The default inbound conditional rules that are supplied by CMS can be seen below in the opening screen of the Praetor administration immediately after installing the software.
Rules list
These rules can be divided into different types, which are ordered below in increasing theoretical processing time.
A Global rule is a rule that has no condition placed on it, just one or more actions that are applied to the message depending on the direction: inbound to the LAN recipients or outbound to the Internet. The selected action will always be performed based upon Praetor's determination of the message direction.
For efficiency and safety reasons, there are only three optional actions that can be applied, with two that involve the addition of text to the message.
PREPEND to insert text before the original message body,
APPEND to insert text after the original message body, and
ARCHIVE to save a copy of the message in the Praetor Archive sub-directory.
FORWARD message copy to an email address.
Global rules take precedence over normal rules and are the first items to be executed by Praetor's scripting engine. Thus these actions occur before any others found in conditional rules.
These are some of the rules formulated after profiling countless spam samples. They require no maintenance by the administrator, as they are completely self-sufficient, testing for the existence of certain message header fields or comparing one field with the value found in another.
A few examples of such rules that are available by default include tests for:
when the sender and recipient addresses are identical
when the From field is blank or non-existent
when the To and Cc fields are blank or non-existent
when the Message-ID field is missing
These are relatively quick string comparisons on a given message header field.
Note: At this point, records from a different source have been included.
PR #368, opened 2020-11-19
Dev/temptronic

mroeleke:
please add temptronic device


mroeleke:
please merge to master

pymeasure/instruments/temptronic/temptronic.py
```diff
@@ -0,0 +1,1301 @@
...
+        bit 1 – request control -- not used
+        bit 0 – operation complete -- not implemented
+        NOTE: The above bits are latched, and are automatically cleared
+        when the register is read.
+        """,
+        validator=truncated_range,
+        values={'operation complete' : 1,   # not implemented
+                'request control' : 2,      # not used
+                'query error (qye)' : 4,
+                'device dependent error (dde)' : 8,
```
CasperSchippers, line 683: Are these the most convenient values (with the abbreviation included in them), especially if you also need to use them to set the value.

pymeasure/instruments/temptronic/temptronic.py
```diff
@@ -0,0 +1,1301 @@
...
+                'execution error (exe)' : 16,
+                'command error (cme)' : 32,
+                'user request' : 64,        # not used
+                'power on' : 128},          # not used
+        map_values=True
+        )
+
+    standard_event_status_mask = Instrument.control(
```
CasperSchippers, line 664: Could you comment on what precisely is the purpose of having this as a control, rather than a measurement?

pymeasure/instruments/temptronic/temptronic.py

The strings are entered via a dialog box shown below.
Also, this type of rule typically has a small number of different strings, and thus those strings can be listed in the details of the rules shown in the bottom window.
Rules of this type have to search a pre-defined list that may contain a large number of strings. Thus a rule that involves any of these lists are of this rule type.
The pre-defined lists are for:
approved and suspicious domains
approved and suspicious sender addresses
banned recipient addresses
banned subject
banned body text
banned and suspicious attachment names
The strings in the list are entered through the dialog box that appears after clicking the underlined list name within the rule details (lower) window.
Praetor has one other variation of a pre-defined list, one without selection checkboxes. These apply to the last three pre-defined lists for banned subject, body text, and suspicious attachment names.
For more information on list searching, click here.
A few rules may involve external sources of information needed to perform its function. A good example of this is any rule that queries on a DNS server to verify the existence of a domain name. Depending on the response time from the DNS server, this rule may take a long time to complete.
The slowest response time is for domains that are non-existent, typically evident in spam messages that most sites fortunately still find in the minority. The reason for the slow DNS server response time is that typically your ISP's server will not have the fictitious domain name cached. Thus it needs to pass the query on to the next higher domain authority, possibly reaching the top-level DNS server.
For valid domain names, the probability is good that your ISP DNS server has the information needed. Thus the response times for these domain names will be much quicker.